Por fim, a última tendência para 2024 apontada pela Mintel é chamada “Eating, Optmised” (ou “Alimentação Otimizada”). Como apontam os estudiosos, a conveniência sempre pautou a indústria alimentícia, mas, com o isolamento social imposto pela pandemia, essa demanda foi potencializada.
“Uma nova era surgirá à medida em que a tecnologia simplifica o planejamento das refeições, as compras e o ato de cozinhar”, informa o relatório. “As marcas devem trabalhar com fornecedores de tecnologia para otimizar a relevância de seus produtos neste cenário digital avançado.” Entre as tecnologias mais citadas estão a inteligência artificial e a realidade aumentada.
Viva as novas experiências
Focada em sabores e cores, a Archer Daniel Midland (ADM), uma das maiores tradings agrícolas do mundo, também divulgou recentemente seu estudo de tendências para 2024. Ainda que independentes, os dois levantamentos acabam por complementar um ao outro.
Mais do que nunca, os consumidores estão abertos às novas experiências. Buscam sabores autênticos e tradicionais, alguns até exóticos. Em especial, ingredientes naturais e funcionais, pratos de cozinhas regionais e refeições afetivas, que, a cada garfada, tragam boas recordações.
“A cor está no epicentro da comida, da moda e do conteúdo que o mundo consome", diz Hélène Moeller, vice-presidente de marketing global de produtos para sabores e cores, da ADM, em comunicado. "Também sabemos que as tendências de sabores são dinâmicas, suscetíveis a eventos culturais, fenômenos virais nas redes sociais e gostos emergentes dos consumidores.”

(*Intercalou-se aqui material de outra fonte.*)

PR #1756, opened 2021-02-06
fix: single query methods should be exact by default

boschni:
Fixes https://github.com/tannerlinsley/react-query/issues/1725


TkDodo (approved):

tannerlinsley:
👍

PR #1775, opened 2021-02-10
feat: add support for concurrent mode

boschni:
This PR adds support for concurrent mode rendering.

Render functions will now only have these side effects:
- Creating a cache entry (should be allowed)
- Dispatching a GET request (should be allowed)

When calling a render function, it will return an optimistic result, without actually changing the observer state. The observer state will only be changed when new options are set/committed in an effect.

Unfortunately I was not able to keep the referential integrity of the result object between renders because we do not know which optimistic result will eventually get committed.

Fixes https://github.com/tannerlinsley/react-query/issues/1536


klarstrup:
I don't have a minimal repro at present, but I believe this change has broken `useInfiniteQuery` SSR in my app. Worked on 3.8.3, simply renders with `data: undefined` on 3.9.0.

boschni:
Could you provide some more information? Does it only apply to infinite queries? What options are you using? Is your usage similar to https://github.com/tannerlinsley/react-query/tree/master/examples/nextjs ?

klarstrup:
My specific setup is using `react-ssr-prepass` but that example is similar enough I believe. I'm working on a minimal repro.

klarstrup:
And yeah, only useInfiniteQuery is misbehaving for SSR.

klarstrup:
Digging a bit `useInfiniteQuery` now behaves like `useQuery` during SSR: It does not use the `data.pages` pattern as it does client-side.

klarstrup:
Alright @boschni here's reproduction based on the given example: https://github.com/klarstrup/react-query/commit/c2434e563038a7adf9013b30fc916276c3efda3c

klarstrup:
Sorry for spamming here, I'll make an issue,

PR #1776, opened 2021-02-10
add typescript example for basic mutation

SirwanAfifi:
Looking at the documentation I couldn't find an example of using `useMutation` hook. so I have put together a simple example showing the usage of the hook in a React/TypeScript app


TkDodo:
we have this, which does cover `useMutation`, typescript and optimistic updates: https://react-query.tanstack.com/examples/optimistic-updates-typescript

tannerlinsley:
To keep the maintenance burden as low as possible, I think we should instead direct our efforts to improving the existing optimistic updates typescript example (if needed at all).

PR #1781, opened 2021-02-11
fix: queries should not end up in an error state when a component unmounts

boschni:
Follow up on: https://github.com/tannerlinsley/react-query/issues/1412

E assim 2024 será marcado por alimentos com gosto dos indulgentes umami, açúcar e canela e frutas caramelizadas, mas também de pistache, melão, lichia e uva.
Entre os novos sabores estão a laranja-de-sangue, originária da Índia, e o yuzu, típico da China. Ainda pouco conhecidos no Ocidente, ambos os cítricos entram na tendência “Health Without Stealth” (“Saúde Sem Furtividade”).
Dessa salada de sabores, emerge uma profusão de cores. Dos tons pastéis até outros mais vívidos, alguns fluorescentes e até psicodélicos. Quanto mais bonito, melhor. Afinal, os alimentos “instagramáveis” continuam em alta.
Os estudos da Mintel e da ADM se encontram na certeza de que, cada vez mais, para os consumidores, a alimentação é o retrato de um estilo de vida. Uma maneira de se colocar no mundo.